▸ **ABOUT THIS EXERCISE**:
A single number is required: the count of lines in the following entries that include the word "last".

▸ **RECORDS FOR THE TASK**:
PR #668, opened 2020-11-27
ENG-939: Copy last log before termination of Jenkins master instance

Sudokamikaze:
We've discussed this approach in release-team, which is most appropriate to save logs with reason to investigate after shutdown of instance

### DIFF
--- a/IaC/pg.cd/JenkinsStack.yml
+++ b/IaC/pg.cd/JenkinsStack.yml
@@ -616,7 +616,7 @@ Resources:
                   #echo "/usr/bin/aws s3 sync --sse-kms-key-id alias/jenkins-pmm-backup --sse aws:kms --exclude '*/caches/*' --exclude '*/config-history/nodes/*' --exclude '*/secretFiles/*' --delete /mnt/ s3://backup.cd.percona.com/" > /etc/cron.daily/jenkins-backup
                   #chmod 755 /etc/cron.daily/jenkins-backup
 
-                  printf "* * * * * root bash -c 'curl -s http://169.254.169.254/latest/meta-data/spot/instance-action | grep action && sh -c \"service jenkins stop; umount /mnt\" || :'\n* * * * * root sleep 30; bash -c 'curl -s http://169.254.169.254/latest/meta-data/spot/instance-action | grep action && sh -c \"service jenkins stop; umount /mnt\" || :'\n" > /etc/cron.d/terminate-check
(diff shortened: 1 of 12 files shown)


IaC/pg.cd/JenkinsStack.yml
```diff
@@ -616,7 +616,7 @@ Resources:
...
                   #chmod 755 /etc/cron.daily/jenkins-backup
 
-                  printf "* * * * * root bash -c 'curl -s http://169.254.169.254/latest/meta-data/spot/instance-action | grep action && sh -c \"service jenkins stop; umount /mnt\" || :'\n* * * * * root sleep 30; bash -c 'curl -s http://169.254.169.254/latest/meta-data/spot/instance-action | grep action && sh -c \"service jenkins stop; umount /mnt\" || :'\n" > /etc/cron.d/terminate-check
+                  printf "* * * * * root bash -c 'curl -s http://169.254.169.254/latest/meta-data/spot/instance-action | grep action && sh -c \"service jenkins stop; if [[ ! -d /mnt/logs-$(date +%d-%m-%Y) ]]; then mkdir /mnt/logs-$(date +%d-%m-%Y); fi; cp /var/log/jenkins/jenkins.log /mnt/logs-$(date +%d-%m-%Y); umount /mnt\" || :'\n* * * * * root sleep 30; bash -c 'curl -s http://169.254.169.254/latest/meta-data/spot/instance-action | grep action && sh -c \"service jenkins stop; if [[ ! -d /mnt/logs-$(date +%d-%m-%Y) ]]; then mkdir /mnt/logs-$(date +%d-%m-%Y); fi; cp /var/log/jenkins/jenkins.log /mnt/logs-$(date +%d-%m-%Y); umount /mnt\" || :'\n" > /etc/cron.d/terminate-check
```
EvgeniyPatlan, line 619: if spot would be stopped 2(or more) times in a day we will have only last log

EvgeniyPatlan (changes requested):

IaC/pg.cd/JenkinsStack.yml
Sudokamikaze: @EvgeniyPatlan Could you please check?

hors: @Sudokamikaze  @EvgeniyPatlan  but who will rotate these logs? Why do we need all these logs? There can be a few reasons why we have main server drop. It is a capacity issue in 98% of time and 1.6%  price and 0.5% that something is wrong with main jenkins server. If we are talking about the first two cases we do not really need  the log because we can detect this issue via aws console. If we are talking about 3rd case we need the log but I think we need to have only the latest. P.S. this log can be big so make sure that you will have enough time to back up it.

EvgeniyPatlan (approved):

delgod (approved):

EvgeniyPatlan (approved):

▸ **ANSWER SPACE**:
2